According to experienced hikers and professionals, you should snack at least once an hour. In case of longer and more intense hikes, you should think about eating full meals and double your normal intake of salty foods and carbohydrates. This is paramount so you can have all the energy and strength to get through everything.

Those who love eating fruit and veggies on their hikes should consider choosing sturdier and longer-lasting options like apples and oranges or citrus fruits. Avoid carrying bananas with you as they can get easily smushed. 

Another option is to choose a hiking food pack that contains dried fruit instead of fresh. An important thing to know about consuming dried fruit is that you’ll need to take a lot of fluids. Otherwise, this fruit can dehydrate you and make you feel light-headed and with a lack of energy which you’ll need to proceed with your hike.

What to Eat After a Hike?

hiking-foods
source: backpackinglight.com

Eating after a hike should be done within one hour of your hike, and the best food you can eat is protein. Ideally, you should eat a protein-full meal from the ready-made hiking food packs. Adding sugars after the hike is also acceptable because eating sugars during it can only reduce your energy levels and leave you feeling drained. When you need something quick and easy, you can eat an energy bar snack, a ready-to-eat dry meal, any kind of chocolate bar and even popcorn.

Staying hydrated during and after hikes is essential, so for this purpose, you’ll need to drink at least one glass of water, tea or juice after your hike. Drinking alcohol or high-caffeine drinks after your hike isn’t okay because they won’t help you stay hydrated and may even have the opposite effect. Their diuretic properties can lead to dehydration or make you feel more tired than you should be, so it’s best to keep them at bay.

What Food to Take on a 3-Day Camping Trip?

Whether going on a daily hike or for several days, you should stock on the same food. The only difference is the number of packs you’ll buy. Of course, you can’t carry the same amount of food on a 3-day camping trip as you would for a one-day hike. Think about the weight and space in your backpack and how often you plan on taking a break.

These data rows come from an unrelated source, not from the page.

PR #1232, opened 2026-09-09
fix(agent): refuse a v1 allocation push once a plan governs the node

odesenfans:
## Summary
An allocation plan is total: the reconciler tears down every supervisor VM the plan does not list. The legacy `POST /control/allocations` push names only the VMs one scheduler knows about, so a scheduler mixing the two modes on one CRN had every VM it started through the legacy route swept within `ALLOCATION_RECONCILE_INTERVAL` (disks reaped, records dropped) and then started again by the next push, with the push and the loop undoing each other for as long as it kept pushing. The legacy stop loop is just as destructive the other way round: it retires every running VM the body leaves out, which under a plan is most of them. This PR makes it one mode per node: once the reconciler holds a plan, the legacy route answers 409 Conflict and does nothing.

Stacked on #1229.

## Changes
- `src/aleph/vm/agent/allocation/reconciler.py`: `has_plan()`, "is this node governed by a plan". Not the same question as "does the plan list anything": the empty plan is the instruction to run nothing here, and a node under it is still under it.
- `src/aleph/vm/agent/views/__init__.py`: `update_allocations` refuses with 409 and `{"success": false, "code": "governed_by_v2_plan", "message": ..., "endpoint": "/v2/control/allocations"}` when a plan governs the node. The check sits right after authentication, before the stop loop and before any start. The docstring states the one-mode-per-node rule. `notify_allocation`, the owner-signed single-VM path, is not a scheduler push and is untouched.
- `docs/architecture/vm-lifecycle.md`: one paragraph on the rule, next to the allocation loop's stop semantics.

## Test plan
- `tests/supervisor/test_allocations_v2.py`, three tests through the real app and the real reconciler:
  - `test_a_v1_push_is_refused_once_a_v2_plan_governs_the_node`: after a plan submit, a legacy push answers 409 with the code and the endpoint, and starts nothing (failed before the fix with 200).
  - `test_a_v1_push_refused_by_the_plan_tears_nothing_down`: the refusal comes before the stop loop, so a legacy push with an empty body does not retire the VM the plan wants kept (failed before the fix).
  - `test_a_v1_push_still_starts_vms_before_any_v2_plan`: the compatibility half, a node no plan has reached starts what the legacy route gives it (green before and after).
- pytest: the allocation files, the v1 view tests and the create-lock test, 254 passed; `tests/supervisor/views` 86 passed.
- `ruff format --diff`, `isort --check-only --profile black` on the three changed Python files: exit 0. `mypy` the CI way (`src/aleph/vm/ tests/ examples/example_fastapi runtimes/aleph-debian-12-python`): Success, 211 files.


foxpatch-aleph (approved):
This PR is correct and well-executed. The distinction between 'governed by a plan' and 'the plan lists something' is the right one, and it is documented at both the method and the doc level. The 409 guard sits exactly where it must: after authentication (so unauthenticated callers learn nothing) and before the stop loop (which is the destructive half the second new test pins down). The three new tests are meaningful, go through the real app and real reconciler, and all related suites pass (23 + 30 tests verified locally, ruff clean). Two non-blocking observations: (1) there is a small TOCTOU window between the has_plan() check and the stop loop where a concurrently-submitted plan would not be seen, but the plan's next reconcile pass sweeps whatever the push did, so it self-heals; (2) because _desired is in-memory, an agent restart briefly re-opens the legacy route on a plan-governed node until the next plan push — consistent with the reconciler's documented post-restart behavior, but worth a sentence in the docstring. Minor nit: an oversized legacy body on a governed node answers 413 (cap enforced by the auth verifier) rather than the 409, which is slightly surprising but harmless.

**`src/aleph/vm/agent/views/__init__.py`** (line 615): Non-blocking: there is a TOCTOU window here — a v2 plan submitted while this handler is parked in an await (request.json(), list_vms(), a start) will not be seen, and the legacy push proceeds against a newly governed node. It self-heals on the next reconcile pass, and it only arises when a scheduler is actively mixing modes, so it is acceptable; worth keeping in mind if the guard is ever relied on for isolation rather than error reporting.

**`src/aleph/vm/agent/allocation/reconciler.py`** (line 168): Since _desired is in-memory, an agent restart reverts a plan-governed node to v1 mode until the next plan arrives (consistent with _converge_once's 'no plan means delete nothing'). Consider saying so in the docstring so operators know a restart briefly re-opens the legacy route on plan-governed nodes.

foxpatch-aleph (approved):
Small, correct, and well-fenced change. The 409 gate is placed at exactly the right spot (after auth, before the stop loop and any starts), and has_plan() draws the right line between 'a plan governs' and 'the plan lists something' — the empty plan still governs, and narrow_plan() always yields a real plan so even a fully-rejected v2 push locks the legacy route out. The in-memory-only semantics deliberately mirror the reconciler's own post-restart rule, and the docstring and docs paragraph are accurate. The three new tests drive the real app plus the real reconciler, so has_plan() is genuinely exercised, and I verified no existing legacy-route test hits a false 409 (they all use the real reconciler with no plan submitted). All relevant tests pass locally (the only failures are a pre-existing dependency skew in the v-program create path, untouched by this diff). Only one non-blocking observation about a race window that resolves itself in the plan's favor.

**`src/aleph/vm/agent/views/__init__.py`** (line 615): Non-blocking observation: this check is a point-in-time read, and a v2 push can still land between the has_plan() check and this handler's own awaits (request.json(), list_vms(), the starts). That push would then run to completion and the reconciler would sweep what the plan doesn't list on the next pass — last writer wins with the plan authoritative, which is the right tiebreak, so no change requested. Might be worth one line in the comment noting the residual window, alongside the existing before-the-stop-loop rationale, since the comment currently reads as if the check were the only ordering that matters.

**`tests/supervisor/test_allocations_v2.py`** (line 49): Good catch adding has_plan=MagicMock(return_value=False) here rather than letting the MagicMock auto-stub return a truthy value — that would have silently turned every legacy-route test into a 409. Related nit: the SimpleNamespace double in tests/supervisor/test_executions_list_allocation.py (_reconciler()) has no has_plan, so it can't be reused for a test that hits the legacy route; not worth changing now, just something to remember if that double gets copied.

foxpatch-aleph (approved):
Correct, well-tested, and well-documented fix for a real and nasty failure mode: with both allocation modes live on one node, the total plan and the partial v1 push would fight forever, each tearing down what the other wanted. has_plan() is exactly the right predicate (a plan governs whether or not it names anything, and it is only ever set by the v2 route), the 409 is correctly placed after auth and before the stop loop, and the tests pin down both the refusal and the ordering that makes it safe, plus the compatibility half. The mock fix in _app() (has_plan=MagicMock(return_value=False)) is necessary and easy to miss. The residual TOCTOU window between the has_plan() check and the per-VM teardowns is non-blocking: it only bites a request already in flight at the instant a plan lands, and the consequence is a one-time rebuild rather than indefinite thrash, though the codebase's own standard (the reconciler re-reads _desired before each teardown because GONE reaps volumes) suggests re-checking has_plan() inside the stop loop would be in keeping.

**`src/aleph/vm/agent/views/__init__.py`** (line 615): Non-blocking: this check is not re-done inside the stop loop below, so a plan submitted while a v1 push is parked in request.json(), allocation_lock or list_vms() still lets that in-flight push tear down VMs the plan wants kept (volumes reaped, then rebuilt by the loop). The reconciler guards this exact hazard in _teardown_dropped by re-reading _desired before each teardown, quoting that a teardown cannot act on a snapshot one push out of date since GONE reaps the volumes; a `if reconciler.has_plan(): break` at the top of the stop loop would match that standard and close most of the window. Consequence is bounded to one request at the moment of transition, so this is an observation rather than a request.

foxpatch-aleph (approved):
The change is correct, minimal, and well-placed: the 409 gate sits after authentication (preserving 401/413 precedence) and before body parsing, the allocation lock, the stop loop, and any start, which is exactly the ordering the teardown test pins. has_plan() is a sound synchronous read of in-memory state, and its docstring accurately describes the post-restart window in terms consistent with _converge_once's early return. The fixture change (has_plan returning False on the mock) was necessary and correctly avoids flipping existing legacy-route tests to 409. Tests are focused, each pinning a distinct behavior through the real app and real reconciler; all 23 pass locally (remaining suite failures are sandbox permission issues unrelated to this diff). Non-blocking notes: a plan submitted between the has_plan() check and the legacy stop loop still has its VMs exposed to that loop's teardowns (the reconciler converges afterwards, so harm is transient); the v2 endpoint path is duplicated as a literal in three places; and notify_allocation on a plan-governed node still exposes hold-based persistent VMs to the sweep unless the plan names them, which the lifecycle doc could state more explicitly.

**`src/aleph/vm/agent/views/__init__.py`** (line 615): Non-blocking: a plan submitted while this handler is parked in `list_vms()` or `request.json()` still has its listed VMs exposed to the stop loop below, since the check isn't repeated before each `teardown_vm`. The reconciler's own teardown re-reads `self._desired` for exactly this reason. Harm is transient — the loop rebuilds what the plan lists — so this is fine as-is, just worth being aware of.

**`src/aleph/vm/agent/views/__init__.py`** (line 624): The `"/v2/control/allocations"` literal now appears here, in the route registration (supervisor.py:420), and as the test's `PLAN` constant. A shared constant would prevent the three drifting apart.

**`docs/architecture/vm-lifecycle.md`** (line 293): It might be worth one more sentence here about the consequence for the unaffected route: a hold-based persistent VM started via `POST /control/allocation/notify` is still swept by the loop within the reconcile interval unless the plan names it (stream/credit PAYG VMs are exempt via `is_removable_by_allocation`). The PR is explicit this is deliberate, but the doc's "unaffected" could be read as "safe from the sweep", which it isn't.

foxpatch-aleph (approved):
This PR is a focused, well-reasoned fix: once a plan governs a node, the legacy allocation push is refused with 409 rather than being half-honoured against a total plan. The implementation is correct — has_plan() distinguishes 'governed' from 'plan lists anything' (the empty plan still governs), the check sits after authentication (401 takes precedence) and before the body parse and, critically, before the destructive stop loop, which the third test pins. notify_allocation is genuinely untouched as claimed. The reconciler's _desired is set-only, so the governance flag is stable until restart, which the docstring documents as deliberate. All new tests pass in this environment (23/23 in test_allocations_v2.py, 86 across the allocation files); the other failures I reproduced are pre-existing sandbox issues unrelated to this diff. The change is sound and I would merge it.

**`src/aleph/vm/agent/views/__init__.py`** (line 615): Non-blocking: the refusal is invisible on the node side. A scheduler mixing modes will keep receiving 409s, but nothing lands in the agent log, so the operator only learns of the misconfiguration from the caller's side. A logger.info("Refusing a v1 allocation push: this node is governed by a plan") here (or warning, since it means a v1 scheduler is still pointed at a v2 node) would surface it.

**`src/aleph/vm/agent/views/__init__.py`** (line 615): Worth noting the TOCTOU window: has_plan() is read before request.json() and before allocation_lock, so a plan submitted while a legacy push is in flight still lets that one push run its stop loop and starts once before the reconciler sweeps the result within ALLOCATION_RECONCILE_INTERVAL. It self-heals (the plan stays authoritative), so it is not a bug — but a sentence in the comment saying why the window is acceptable would match the rest of this file's reasoning style.

**`src/aleph/vm/agent/views/__init__.py`** (line 624): Nit: the "/v2/control/allocations" literal appears in both the response body and the docstring, while the route is registered in supervisor.py:420. A module-level constant shared with the registration point would keep them from drifting.

foxpatch-aleph (approved):
This PR correctly closes the destructive interference between the legacy v1 allocation push and the v2 plan reconciler: once a plan reaches the node, the legacy route answers 409 and does nothing. The check placement is the crux — after authentication but before the stop loop and before any start — and that ordering is explicitly regression-tested, including the case where a half-honoured push would otherwise reap VMs the plan wants kept. The has_plan() semantics are right (an empty plan still governs), the restart window is honestly documented and consistent with the reconciler's existing post-restart silence, notify_allocation is correctly left available, and the docs match the code. All 23 tests in test_allocations_v2.py pass locally; the only failures elsewhere are pre-existing environment issues in suites this diff does not touch. The minor observations below are non-blocking.

**`src/aleph/vm/agent/views/__init__.py`** (line 615): Non-blocking: the has_plan() read and the stop loop are separated by an await (request.json()), so a plan landing in that window is not caught by this refusal and the push proceeds as before. That is inherent to the check-then-act shape (submit() is deliberately await-free and lock-free), and the level-triggered loop heals the result within one reconcile interval, so it is not worth a lock. Might deserve one line in the docstring for the next reader, alongside the stop-loop comment.

**`src/aleph/vm/agent/views/__init__.py`** (line 619): Deliberate-looking and, I think, correct: the refusal precedes body validation, so a malformed body on a governed node answers 409 rather than 400. Worth a half-sentence in the comment saying so, since it is the one observable consequence of putting the check before the try/parse block rather than after it.

foxpatch-aleph (approved):
A minimal, well-targeted fix for a genuinely destructive interaction: the v2 plan is total (the loop tears down every VM it omits), so a legacy v1 push naming only one scheduler's VMs had the push and the reconcile loop undoing each other indefinitely, and the legacy stop loop could reap plan-governed VMs. The 409 is correctly placed after authentication (so node mode is not disclosed to unauthenticated callers) and before both the stop loop and the starts, which is the crux; has_plan() is properly distinct from planned_hashes() truthiness since the empty plan still governs. The documented restart window (in-memory plan means the legacy route briefly reopens) is consistent with the reconciler's existing post-restart silence, and leaving notify_allocation untouched is coherent because is_removable_by_allocation retains PAYG VMs, so the loop never fights that path. Tests cover both halves of the rule (compatibility before any plan, refusal after) plus the critical assertion that the refusal precedes the destructive stop loop, and all 23 tests in the touched file pass locally alongside the reconciler, executions-list, and v1 view suites. The one non-blocking observation: has_plan() is read outside allocation_lock and submit() takes no lock, so a plan landing between the check and the stop loop still gets fought once before the loop converges back — inherent to the design and not worth changing.

**`src/aleph/vm/agent/views/__init__.py`** (line 615): Non-blocking observation: this check runs outside allocation_lock and submit() takes no lock, so a plan submitted between the check and the stop loop below still gets fought once (the push retires VMs the new plan wants kept, until the next pass converges back). Inherent to the await-free submit() design and not worth surgery; the level-triggered loop bounds the damage to one interval. If you ever wanted to narrow it, re-checking has_plan() right after acquiring the lock would shrink the window, though submit() being lock-free means it can't be eliminated.

foxpatch-aleph (approved):
Clean, correct fix for a real footgun: mixing the partial legacy push with the total v2 plan made the push and the reconcile loop undo each other indefinitely, and the legacy stop loop could reap everything the plan kept. has_plan() is the right question (empty plan still governs), the 409 is placed after auth and before the stop loop with sensible precedence (401 -> 409 -> 400), the response shape bridges the v1 success key and the v2 code/message convention, and the post-restart window is a documented, deliberate trade-off consistent with the loop's own post-restart silence. Tests pass locally (23/23 in test_allocations_v2.py; the 9 failures in the wider suites are environment issues — /var/cache/aleph permissions and a pydantic model mismatch — in files this PR does not touch). Only non-blocking nits: the 409 path logs nothing, and there is a small inherent TOCTOU window where a plan landing mid-legacy-push still lets that push's stop loop run before the loop reverts to the plan.

**`src/aleph/vm/agent/views/__init__.py`** (line 615): Non-blocking: this 409 path emits no log line, while other operator-relevant transitions in this route log at INFO. A scheduler silently failing with 409s would be easier to diagnose from the node's log — consider `logger.info("Refused a legacy allocation push: this node is governed by a plan")`.

**`src/aleph/vm/agent/views/__init__.py`** (line 615): Worth being aware of (no change suggested): has_plan() is a snapshot, and the handler yields several times after it (request.json(), list_vms()), so a plan submitted while a legacy push is mid-flight still lets that push's stop loop run before the reconciler reverts to the plan. It self-heals on the next pass but a torn-down VM's disks are gone, which is the same failure the PR is closing. Acceptable given how narrow the window is and that the alternative is invasive locking.

foxpatch-aleph (approved):
A clean, well-scoped fix for a real operational hazard: a scheduler mixing v1 pushes with v2 plans on one CRN would have had the push and the reconciler undoing each other indefinitely, with the legacy stop loop additionally retiring plan-kept VMs. The 409 is correctly ordered (after auth, before the stop loop and the starts), has_plan() properly distinguishes 'governed' from 'lists something' so the empty plan still locks the route, and the test double was updated with has_plan=False where a bare MagicMock would have been truthy. All three new tests and the surrounding suites pass in this environment (the only failures are pre-existing, unrelated pydantic/environment issues reproducing at the head commit). Docs are accurate and the post-restart window is honestly documented in three places.

**`src/aleph/vm/agent/views/__init__.py`** (line 615): Non-blocking: this guard is check-then-act. reconciler.submit() does not take allocation_lock, and request.json() plus the lock acquisition sit between this check and the stop loop, so a v2 plan landing inside one in-flight legacy push is still half-honored (and a VM its stop loop stopped would stay stopped, since the reconciler never restarts a stopped VM). The window is one request wide — strictly narrower than the post-restart window has_plan() documents for itself — but the view docstring could own it the same way has_plan() does.

**`tests/supervisor/test_allocations_v2.py`** (line 490): Nice precision patching aleph.vm.agent.views.teardown_vm rather than the reconciler's import — it asserts the route's own stop loop never runs, without accidentally masking a reconciler teardown. Worth keeping in mind for future readers: a reconciler-side teardown would go through reconciler_module.teardown_vm, which this deliberately does not cover.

Stocking on nutritious food is easy nowadays thanks to the huge choice, and even if you are a vegetarian you can still find the right pack for your needs. Most ready-made packs contain full meals, desserts and other useful components that are easy to prepare. You just need to add water and you’ll have your meal within minutes. The best thing about these food packs for camping is their ability to keep you hydrated and fill up your energy levels. 

You can read up on the nutritional value and ingredients of each pack to make sure it fits your dietary needs. Some may have a greater concentration of proteins and others might be higher in carbohydrates. It’s important to find a balance and choose packs that provide an adequate amount of both.

They’re also convenient because they come in lightweight packaging, so you can easily pack them in your backpack without adding too much extra weight. This can be especially helpful for long hikes or multi-day camping trips where every gram counts.